● **PROBLEM DESCRIPTION**: A full, exact copy of the records below is the required answer.

● **DATA FOR REVIEW**:

====================

PR #903, opened 2025-07-18
bump nuget versions

kalebbroo:
- Update nugets to latest versions
- Rebuilt and checked for errors or outdated logic


mcmonkey4eva:
what

PR #904, opened 2025-07-19
do not remove 2x items from chunkSize from remainingFiles when building item list

bman654:
I had 646 images in my list and noticed the last 33 or so were not being shown.  Caused by a bug where 2x chunkSize were being removed from list instead of 1x chunkSize (splice removes the first chunkSize, then slice removed another chunkSize)


mcmonkey4eva:
Good catch! `splice` modifying the original array and `slice` not doing that must've gotten mixed up

PR #908, opened 2025-07-20
Item browser performance improvements

bman654:
ok I was getting frustrated by all the flashing and slow updating of the Image History tab when refreshing it.  It is ESPECIALLY bad if I am in a nested folder.  If I am in a/b/c/d, then refreshing causes it to flash with the contents of a, then a/b, then a/b/c and finally a/b/c/d.  And if I have 1000 images those flashes are slow.

So here are some performance updates.  I put each specific update in a separate commit in case you have any reservations we can just cherry pick the ones you will take.  They are generally in order from least-risky to most-risky (only the last one is actually risky).

If you take them all, for my test case (nested folder with 646 images), clicking Refresh originally took 11+ seconds.  Now it takes only 2.2 seconds. 

Here are a bunch of profiler screenshots....

### Original Behavior

If I am viewing this nested folder with 646 images:

image

And I click Refresh, the original code with all its flashing ends up fetching the ImageList from the server 4 times and  takes **11+ seconds** to settle down.  This is what the flamegraph looks like:

image

Lots of Reflow.  Lots of script cpu time.  The image list is re-rendered 4 times I think.

### Updated Behavior

With all the changes, the refresh runs in 2.2 seconds and the profile looks like:

image

We've removed many of the extra calls to ListImages.  We've removed most of the reflow.  We've reduced the script-time spent generating html.  We've reduced the number of times the list gets re-rendered.

# Progressive improvements

if you zoom in on a single render of the root folder with 1200 images, it takes about **2.4s**.

image

There is a huge chunk when the html is generated, and then a bunch of trailing reflows as images are loaded.

## Commit 1 - thumbnail aspect ratio

All of the trailing reflow after render was caused by the images loading and the thumbnail aspect ratio being modified from 1:1 to whatever the image aspect ratio was.  But for Image History, we usually know what the ratio is for each image when we are initializing the thumbnail.  So just setting that and using some css tricks to update it without JavaScript when the image finally arrives (if it does not match the ratio we pre-computed) makes it so the thumbnails end up being correctly sized from the start and all the reflow on image load vanishes.  It makes it faster and as a bonus the user doesnt see the tiles moving around anymore.

This drops the single-render time to roughly **900ms**.

image

## Commit 2

I was trying to eliminate the reflow caused by setting scrollTop.  I changed the code to only set it if it is > 0.  All this really did was move the reflow to `makeVisible`, but that's ok....

## Commit 3

Because now that makeVisible is the bottleneck, we can optimize it.  Instead of a tight loop of (read DOM, modify DOM) which causes a tight loop of reflow, we instead do all the DOM reading first, then do all the DOM modifications second.  I've lost my profile, but I think this got the render time down to around 750ms.

## Commit 4

I notice a lot of time is spent parsing html. It's the code that converts an html description into a text title.  html->text is pretty slow if using the DOM to do it.  And why do it on 1000 items just in case someone is going to move their mouse over 1 or 2 and get a tooltip?  So I modified the code to do it on demand only when the user actually moves the mouse into the element.

This change got the single-render time down to roughly 600ms.

## Commit 5

This one is the most risky.  I tackled the problem of the multiple calls to GetItemList and multiple renders of the items.  Now it makes one call to get the root files/folders (used to populate the folder list) and then only makes calls when it gets to the depth limit and hasnt reached the target folder yet.  And while it is traversing the tree, it refrains from rendering the items.  Only once it hits the target tree node does it make a final call to get the files at this depth, then renders them.

This commit is only risky in the sense that it's possible I broke the refresh on some tab I'm not familiar with.  Hopefully you can test it as well.  I've tried it with a couple of different depth settings (1, 2, 6) and it seems to work correctly.

### DIFF
--- a/src/wwwroot/css/genpage.css
+++ b/src/wwwroot/css/genpage.css
@@ -252,8 +252,6 @@ body {
 .image-block img, .img-block video {
     display: block;
     margin: auto;
-    padding-left: 0.4rem;
-    padding-right: 0.4rem;
 }
 .image-block-placeholder img {
     filter: blur(5px);
@@ -264,6 +262,7 @@ body {
 .image-block-legacy {
     position: relative;
     height: 11.5rem;
+    width: 10rem;
     padding-top: 0.1rem;
     padding-left: 0.1rem;
     padding-right: 0.1rem;
@@ -273,12 +272,15 @@ body {
 }
 .image-block-small {
     height: 7rem;
+    width: 7rem;
 }
 .image-block-big {
     height: 17.5rem;
+    width: 16rem;
 }
 .image-block-giant {
     height: 27.5rem;
+    width: 26rem;
 }
 .image-block-legacy img {
     height: 8rem;
--- a/src/wwwroot/css/genpage.css
+++ b/src/wwwroot/css/genpage.css
@@ -364,7 +364,6 @@ body {
 }
 .image-preview-text {
     font-family: var(--font-monospace);
-    /* this dark magic will make the text grow as big as the parent container is and then wrap (instead of growing the container even more) */
     min-width: 100%;
     max-width: 0;
 }
--- a/src/wwwroot/css/genpage.css
+++ b/src/wwwroot/css/genpage.css
@@ -252,6 +252,8 @@ body {
 .image-block img, .img-block video {
     display: block;
     margin: auto;
+    padding-left: 0.4rem;
+    padding-right: 0.4rem;
 }
 .image-block-placeholder img {
     filter: blur(5px);
@@ -262,7 +264,6 @@ body {
 .image-block-legacy {
     position: relative;
     height: 11.5rem;
-    width: 10rem;
     padding-top: 0.1rem;
     padding-left: 0.1rem;
     padding-right: 0.1rem;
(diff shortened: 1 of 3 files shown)


brendanhoar:
I'm excited!

But also, I don't really count here, lol.

mcmonkey4eva:
I'm having a hard time validating things, as
(A) on my machine it's basically no issue even with ~5000 images/videos in a history tab lol. Not sure if it's a browser choice thing (Firefox is pretty great, Chrome is very slow on some simpler update funcs I've found, especially so when debugging is active) or just my hardware is too strong.
(B) in both your PR as originally submitted, and with my modifications to it, there's occasional visible reflows while loading (ie I'll watch it jump from a late resize) (probably because i got weird ass experimental nonsense filling my image history tbh)

-----------

I've removed everything that's, *not proper PRing*, notably stray comments (should be commit comments not code comments), stray css changes (???), and stray code changes (do things the way the existing code does unless you have a reason to be changing how it's done, otherwise you may be causing accidental regressions on intentional decisions, or creating consistency-related issues). The hijack on `update` is... maybe if you were trying to mod it in entirely externally an approach like that makes sense? But for core code that's wild. I replaced it with a simple boolean and some `rerender()`s.

Ftr btw the refresh path building code that's currently there in the core is a very silly hack already, triggering clicks through the tree to load into it. Optimizing it is almost redundant vs just replacing it with a thing that loads straight to the target path in one go.

---------

That all said... neat work! Always love some optimization. And the aspect ratio precalc has immediate visual improvements for compatible images, which is pretty cool.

====================

● **RESPONSE AREA**:
PR #903, opened 2025-07-18
bump nuget versions

kalebbroo:
- Update nugets to latest versions
- Rebuilt and checked for errors or outdated logic


mcmonkey4eva:
what

PR #904, opened 2025-07-19
do not remove 2x items from chunkSize from remainingFiles when building item list

bman654:
I had 646 images in my list and noticed the last 33 or so were not being shown.  Caused by a bug where 2x chunkSize were being removed from list instead of 1x chunkSize (splice removes the first chunkSize, then slice removed another chunkSize)


mcmonkey4eva:
Good catch! `splice` modifying the original array and `slice` not doing that must've gotten mixed up

PR #908, opened 2025-07-20
Item browser performance improvements

bman654:
ok I was getting frustrated by all the flashing and slow updating of the Image History tab when refreshing it.  It is ESPECIALLY bad if I am in a nested folder.  If I am in a/b/c/d, then refreshing causes it to flash with the contents of a, then a/b, then a/b/c and finally a/b/c/d.  And if I have 1000 images those flashes are slow.

So here are some performance updates.  I put each specific update in a separate commit in case you have any reservations we can just cherry pick the ones you will take.  They are generally in order from least-risky to most-risky (only the last one is actually risky).

If you take them all, for my test case (nested folder with 646 images), clicking Refresh originally took 11+ seconds.  Now it takes only 2.2 seconds. 

Here are a bunch of profiler screenshots....

### Original Behavior

If I am viewing this nested folder with 646 images:

image

And I click Refresh, the original code with all its flashing ends up fetching the ImageList from the server 4 times and  takes **11+ seconds** to settle down.  This is what the flamegraph looks like:

image

Lots of Reflow.  Lots of script cpu time.  The image list is re-rendered 4 times I think.

### Updated Behavior

With all the changes, the refresh runs in 2.2 seconds and the profile looks like:

image

We've removed many of the extra calls to ListImages.  We've removed most of the reflow.  We've reduced the script-time spent generating html.  We've reduced the number of times the list gets re-rendered.

# Progressive improvements

if you zoom in on a single render of the root folder with 1200 images, it takes about **2.4s**.

image

There is a huge chunk when the html is generated, and then a bunch of trailing reflows as images are loaded.

## Commit 1 - thumbnail aspect ratio

All of the trailing reflow after render was caused by the images loading and the thumbnail aspect ratio being modified from 1:1 to whatever the image aspect ratio was.  But for Image History, we usually know what the ratio is for each image when we are initializing the thumbnail.  So just setting that and using some css tricks to update it without JavaScript when the image finally arrives (if it does not match the ratio we pre-computed) makes it so the thumbnails end up being correctly sized from the start and all the reflow on image load vanishes.  It makes it faster and as a bonus the user doesnt see the tiles moving around anymore.

This drops the single-render time to roughly **900ms**.

image

## Commit 2

I was trying to eliminate the reflow caused by setting scrollTop.  I changed the code to only set it if it is > 0.  All this really did was move the reflow to `makeVisible`, but that's ok....

## Commit 3

Because now that makeVisible is the bottleneck, we can optimize it.  Instead of a tight loop of (read DOM, modify DOM) which causes a tight loop of reflow, we instead do all the DOM reading first, then do all the DOM modifications second.  I've lost my profile, but I think this got the render time down to around 750ms.

## Commit 4

I notice a lot of time is spent parsing html. It's the code that converts an html description into a text title.  html->text is pretty slow if using the DOM to do it.  And why do it on 1000 items just in case someone is going to move their mouse over 1 or 2 and get a tooltip?  So I modified the code to do it on demand only when the user actually moves the mouse into the element.

This change got the single-render time down to roughly 600ms.

## Commit 5

This one is the most risky.  I tackled the problem of the multiple calls to GetItemList and multiple renders of the items.  Now it makes one call to get the root files/folders (used to populate the folder list) and then only makes calls when it gets to the depth limit and hasnt reached the target folder yet.  And while it is traversing the tree, it refrains from rendering the items.  Only once it hits the target tree node does it make a final call to get the files at this depth, then renders them.

This commit is only risky in the sense that it's possible I broke the refresh on some tab I'm not familiar with.  Hopefully you can test it as well.  I've tried it with a couple of different depth settings (1, 2, 6) and it seems to work correctly.

### DIFF
--- a/src/wwwroot/css/genpage.css
+++ b/src/wwwroot/css/genpage.css
@@ -252,8 +252,6 @@ body {
 .image-block img, .img-block video {
     display: block;
     margin: auto;
-    padding-left: 0.4rem;
-    padding-right: 0.4rem;
 }
 .image-block-placeholder img {
     filter: blur(5px);
@@ -264,6 +262,7 @@ body {
 .image-block-legacy {
     position: relative;
     height: 11.5rem;
+    width: 10rem;
     padding-top: 0.1rem;
     padding-left: 0.1rem;
     padding-right: 0.1rem;
@@ -273,12 +272,15 @@ body {
 }
 .image-block-small {
     height: 7rem;
+    width: 7rem;
 }
 .image-block-big {
     height: 17.5rem;
+    width: 16rem;
 }
 .image-block-giant {
     height: 27.5rem;
+    width: 26rem;
 }
 .image-block-legacy img {
     height: 8rem;
--- a/src/wwwroot/css/genpage.css
+++ b/src/wwwroot/css/genpage.css
@@ -364,7 +364,6 @@ body {
 }
 .image-preview-text {
     font-family: var(--font-monospace);
-    /* this dark magic will make the text grow as big as the parent container is and then wrap (instead of growing the container even more) */
     min-width: 100%;
     max-width: 0;
 }
--- a/src/wwwroot/css/genpage.css
+++ b/src/wwwroot/css/genpage.css
@@ -252,6 +252,8 @@ body {
 .image-block img, .img-block video {
     display: block;
     margin: auto;
+    padding-left: 0.4rem;
+    padding-right: 0.4rem;
 }
 .image-block-placeholder img {
     filter: blur(5px);
@@ -262,7 +264,6 @@ body {
 .image-block-legacy {
     position: relative;
     height: 11.5rem;
-    width: 10rem;
     padding-top: 0.1rem;
     padding-left: 0.1rem;
     padding-right: 0.1rem;
(diff shortened: 1 of 3 files shown)


brendanhoar:
I'm excited!

But also, I don't really count here, lol.

mcmonkey4eva:
I'm having a hard time validating things, as
(A) on my machine it's basically no issue even with ~5000 images/videos in a history tab lol. Not sure if it's a browser choice thing (Firefox is pretty great, Chrome is very slow on some simpler update funcs I've found, especially so when debugging is active) or just my hardware is too strong.
(B) in both your PR as originally submitted, and with my modifications to it, there's occasional visible reflows while loading (ie I'll watch it jump from a late resize) (probably because i got weird ass experimental nonsense filling my image history tbh)

-----------

I've removed everything that's, *not proper PRing*, notably stray comments (should be commit comments not code comments), stray css changes (???), and stray code changes (do things the way the existing code does unless you have a reason to be changing how it's done, otherwise you may be causing accidental regressions on intentional decisions, or creating consistency-related issues). The hijack on `update` is... maybe if you were trying to mod it in entirely externally an approach like that makes sense? But for core code that's wild. I replaced it with a simple boolean and some `rerender()`s.

Ftr btw the refresh path building code that's currently there in the core is a very silly hack already, triggering clicks through the tree to load into it. Optimizing it is almost redundant vs just replacing it with a thing that loads straight to the target path in one go.

---------

That all said... neat work! Always love some optimization. And the aspect ratio precalc has immediate visual improvements for compatible images, which is pretty cool.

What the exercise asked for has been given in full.